Pardon the lengthy post, but I'm really hoping to get opinions and advice on this.
Robert and I BOTH work 40+ hours a week.
I do ALL of the housework.
I cook, then do the dishes (he hates doing dishes). I do the laundry (he hates folding clothes and matching socks), make the bed, dust, vacuum, organize, pay the bills, get the mail, clean the toilets, scrub the showers, etc. etc. etc.
I pretty much leave the dogs to him but even that ends up being 50/50.
I constantly feel like I have to ask him for help. I'll have 5 loads of folded laundry that's ready to be put away and he'll just say "Are you watching tv or can I play xbox for a while?"
If I tell him to put his laundry away first, I feel like his mother. I wake him up for 25 minutes in the morning before he gets out of bed.
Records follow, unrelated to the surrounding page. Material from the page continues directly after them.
PR #11408, opened 2026-04-23
[KFLUXDP-883] Add GH Action to warn if prod is affected by stage changes

p8r-the-gr8:
Our end goal is to implement ring deployment where ring 0 is stage.
Changes must be validated in staging before they can be promoted to production.

As an early step towards this goal, this change adds a new GH Action that checks if a PR is modifying both staging and production overlays at the same time.

The PR also has the policy document: docs/deployment/ring-deployment.md

| PR scope  | Action output |
| ------------- | ------------- |
| staging only  | Passes  |
| prod only  | Passes  |
| base files | Passes with warning |
| stage & prod | Fails with message |

Examples can be seen here:
https://github.com/p8r-the-gr8/infra-deployments/pulls

### DIFF
--- a/.github/workflows/enforce-ring-deployment.yaml
+++ b/.github/workflows/enforce-ring-deployment.yaml
@@ -1,0 +1,83 @@
+name: Enforce Ring Deployment
+
+on:
+  pull_request_target:
+    types: [opened, synchronize, reopened]
+    branches: [main]
+    paths:
+      - 'components/**'
+      - 'argo-cd-apps/**'
+      - 'configs/**'
+      - '.github/workflows/enforce-ring-deployment.yaml'
+
+jobs:
+  ring-deployment-check:
+    name: Check ring deployment policy
+    runs-on: ubuntu-latest
+    permissions:
+      contents: read
+      pull-requests: write
+      issues: write
+    steps:
+      # Check out the BASE branch (trusted code) so we never execute PR code.
+      - uses: actions/checkout@v6
+        with:
+          fetch-depth: 0
+
+      - uses: actions/setup-go@v5
+        with:
+          go-version-file: infra-tools/go.mod
+          cache-dependency-path: infra-tools/go.sum
+
+      - name: Setup Kustomize
+        uses: multani/action-setup-kustomize@v1
+        with:
+          version: 5.6.0
+
+      # Build from the trusted base branch before switching to PR code.
+      - name: Build env-detector (from base branch)
+        working-directory: infra-tools
+        run: go build -o bin/env-detector ./cmd/env-detector
+
+      # Fetch the GitHub-synthesized merge commit so the tool analyses the
+      # post-merge state, while the binary remains the trusted base build.
+      - name: Checkout PR merge ref
+        run: |
+          git fetch origin pull/${{ github.event.pull_request.number }}/merge:pr-merge
+          git checkout pr-merge
+
+      - name: Check ring deployment policy
+        id: ring-check
+        continue-on-error: true
+        working-directory: infra-tools
+        run: |
+          ./bin/env-detector \
+            --repo-root=.. \
+            --base-ref=origin/${{ github.event.pull_request.base.ref }} \
+            --enforce-ring-deployment \
+            --ring-report-file=/tmp/ring-report.md \
+            --dry-run
+
+      - name: Post or update PR comment
+        if: always() && steps.ring-check.outcome != 'skipped'
+        env:
+          GH_TOKEN: ${{ secrets.GITHUB_TOKEN }}
+        run: |
+          COMMENT_MARKER="<!-- ring-deployment-check -->"
+
+          # Delete any previous comment from this workflow
+          gh api "repos/${{ github.repository }}/issues/${{ github.event.pull_request.number }}/comments" \
+            --paginate --jq ".[] | select(.body | contains(\"${COMMENT_MARKER}\")) | .id" \
+            | xargs -r -I {} gh api "repos/${{ github.repository }}/issues/comments/{}" -X DELETE
+
+          # Post a new comment only if the report file was generated
+          if [ -s /tmp/ring-report.md ]; then
+            echo "${COMMENT_MARKER}" >> /tmp/ring-report.md
+            gh pr comment ${{ github.event.pull_request.number }} \
+              --repo ${{ github.repository }} \
+              --body-file /tmp/ring-report.md
+          fi
+
+      - name: Fail on ring deployment violation
+        if: always() && steps.ring-check.outcome == 'failure'
+        run: exit 1
--- a/infra-tools/cmd/env-detector/main.go
+++ b/infra-tools/cmd/env-detector/main.go
@@ -13,6 +13,7 @@ import (
 	"path/filepath"
 	"slices"
 	"sort"
+	"strings"
 	"syscall"
 
 	charmlog "github.com/charmbracelet/log"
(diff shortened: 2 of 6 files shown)


flacatus:
cc @eedri @filariow @oswcab

eedri:
before we merge this, i want to make sure we communicate this is coming for all developers on email and slack so teams can get ready, i don't want anyone to be surprised ( even though they shouldn't )

.github/workflows/enforce-ring-deployment.yaml
```diff
@@ -0,0 +1,84 @@
...
+
+on:
+  pull_request_target:
+    types: [opened, synchronize, reopened]
+    branches: [main]
+    paths:
+      - 'components/**'
+      - 'argo-cd-apps/**'
+      - 'configs/**'
+      - 'infra-tools/**'
```
oswcab: Do we really need to add this folder here? I mean, it contains just tools like its name reflects, and t they are not deployed to any cluster, just run in CI, so not sure the ring deployment workflow applies. Besides, including this folder contradicts what the documentation says.

.github/workflows/enforce-ring-deployment.yaml
```diff
@@ -0,0 +1,84 @@
...
+  ring-deployment-check:
+    name: Check ring deployment policy
+    runs-on: ubuntu-latest
+    permissions:
+      contents: read
+      pull-requests: write
+      issues: write
+    steps:
+      # Check out the BASE branch (trusted code) so we never execute PR code.
+      - uses: actions/checkout@v4
```
oswcab: `actions/checkout@v6` is the latest stable major version, released to support Node.js 24. 
Node.js 20, the one used by this version, is deprecated on GitHub Actions runners as of June 2026 so you will see a warning every time you run this workflow.

infra-tools/cmd/env-detector/main.go
```diff
@@ -24,15 +25,17 @@ import (
...
+		repoRoot             = flag.String("repo-root", ".", "Path to the repository root")
+		baseRef              = flag.String("base-ref", "main", "Base git ref to compare against")
+		overlaysDir          = flag.String("overlays-dir", "argo-cd-apps/overlays", "Path to overlays directory relative to repo root")
+		dryRun               = flag.Bool("dry-run", false, "Print results without calling GitHub API")
+		prNumber             = flag.Int("pr-number", 0, "PR number to label (required if not --dry-run)")
+		githubToken          = flag.String("github-token", "", "GitHub token (required if not --dry-run)")
+		repo                 = flag.String("repo", "", "GitHub repository in owner/repo format (required if not --dry-run)")
+		clusterLabels        = flag.Bool("cluster-labels", false, "Include cluster/<name> labels in addition to environment labels")
+		logFile              = flag.String("log-file", "", "Write debug-level logs to this file (in addition to INFO-level logs on stdout)")
+		enforceRingDeploy    = flag.Bool("enforce-ring-deployment", false, "Fail when both staging and production overlays are directly modified in the same PR")
```
oswcab, line 37: If we want to enforce this ring deployment, shouldn't we set the default as `true` here?

infra-tools/cmd/env-detector/main.go
```diff
@@ -136,15 +139,32 @@ func main() {
 
 	printSummary(result, labels, headSHA, baseSHA)
 
-	if *dryRun {
-		return
+	if !*dryRun {
```
oswcab, line 142: What happens if `dryRun` is `true`? As the code it is now, I see it will continue executing the rest of the code, instead of returning as originally intended.

.github/workflows/enforce-ring-deployment.yaml
```diff
@@ -0,0 +1,84 @@
+name: Enforce Ring Deployment
+
+on:
+  pull_request_target:
+    types: [opened, synchronize, reopened]
+    branches: [main]
+    paths:
+      - 'components/**'
+      - 'argo-cd-apps/**'
```
gbenhaim, line 9: Changes here can affect all environments at once since we use one application set for each component. If we want to enforce ring deployments on the Argo cd apps, we should plan it and refactor the argocd manifests.

gbenhaim (changes requested):

gbenhaim:
Do we really want ring 0 to be stage? It means that changes can skip the development overlay which is what we test in the ci.

flacatus:
@gbenhaim should we have this check until we start to refactor the manifests? I believe at least for now we can start with something small to ensure stage/prod overlays are not going at the same time.

flacatus:
> Do we really want ring 0 to be stage? It means that changes can skip the development overlay which is what we test in the ci.

An Alternative since we want to add the operator to deploy components i think development is ring 0 where we already start to run a set of tests(conformance tests)

filariow:
> > Do we really want ring 0 to be stage? It means that changes can skip the development overlay which is what we test in the ci.
> 
> An Alternative since we want to add the operator to deploy components i think development is ring 0 where we already start to run a set of tests(conformance tests)

In some of our components the staging overlay is referencing the development overlay and applying at most few necessary patches. That's because it usually doesn't make much sense to deploy to development (effectively just the e2e test environment) without pushing to staging too. I would support considering stage 0 development+staging.

.github/workflows/enforce-ring-deployment.yaml
p8r-the-gr8: I wasn't sure which directories should be in scope (besides `components`) so that's how that ended up there.
I'll remove it.

.github/workflows/enforce-ring-deployment.yaml
p8r-the-gr8: Good catch, most of the other actions use v4 as well so that's how it ended up there.
I'll update it to v6.

infra-tools/cmd/env-detector/main.go
p8r-the-gr8: This way the tool's current behaviour (as used by [pr-env-label](https://github.com/redhat-appstudio/infra-deployments/blob/main/.github/workflows/pr-env-label.yaml#L63-L69)) is preserved and the new feature is enabled by the flag.

infra-tools/cmd/env-detector/main.go
p8r-the-gr8: The original intention was that if `dryRun == true` to *not* perform the [PR labeling operation](https://github.com/redhat-appstudio/infra-deployments/blob/main/infra-tools/cmd/env-detector/main.go#L143-L148).

This is still true with the new changes, as the labeling code block depends on a [`dryRun == false`](https://github.com/p8r-the-gr8/infra-deployments/blob/461611bbd99316a46547341364ebb6838bb37695/infra-tools/cmd/env-detector/main.go#L142-L148) check.

The new functionality is also behind a [`enforceRingDeploy == true`](https://github.com/p8r-the-gr8/infra-deployments/blob/461611bbd99316a46547341364ebb6838bb37695/infra-tools/cmd/env-detector/main.go#L150-L166) check so it's not executed unless explicitly requested.

With these changes, if  `dryRun == true` and `enforceRingDeploy == false` the only change in behaviour is that now ["Done!" will be printed](https://github.com/p8r-the-gr8/infra-deployments/blob/461611bbd99316a46547341364ebb6838bb37695/infra-tools/cmd/env-detector/main.go#L168C2-L168C20) at the end, which I think makes sense even on a dry run.

.github/workflows/enforce-ring-deployment.yaml
p8r-the-gr8: I wasn't sure if the dir should be in scope or not, so I added it there.
Let me know if you'd rather exclude it.

flacatus:
I think the scope of this PR is not to define an architecure of ring deployments. Lets put a basic check that in the future can be expanded once we have all ring deployments manifests in place

flacatus:
@gbenhaim @filariow Can we take another look?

Seriously, I love my husband more than life and I know he loves me so much, but I feel like when we're at home, I'm more of a mom than a wife.
I'm not writing this to get sympathy or anything, but more like tips or advice.
Also, when he does help out, he seriously sucks at it. He'll dust with his HAND or the bottom of the shirt he's wearing. He thinks the swiffer is a sufficient vacuum when we're deep cleaning. I just don't want to feel like a nag, but it's really not fair to me. Sometimes I feel like I'm enabling him because I'd rather just do it myself than ask 20 times.
CN: H doesn't do enough around the house and it's starting to make me angry. I DON'T want to be resentful. I know we've only been married a short time and we didn't live together before marriage, but I don't want this to be something that is on going forever. I don't expect miracles either.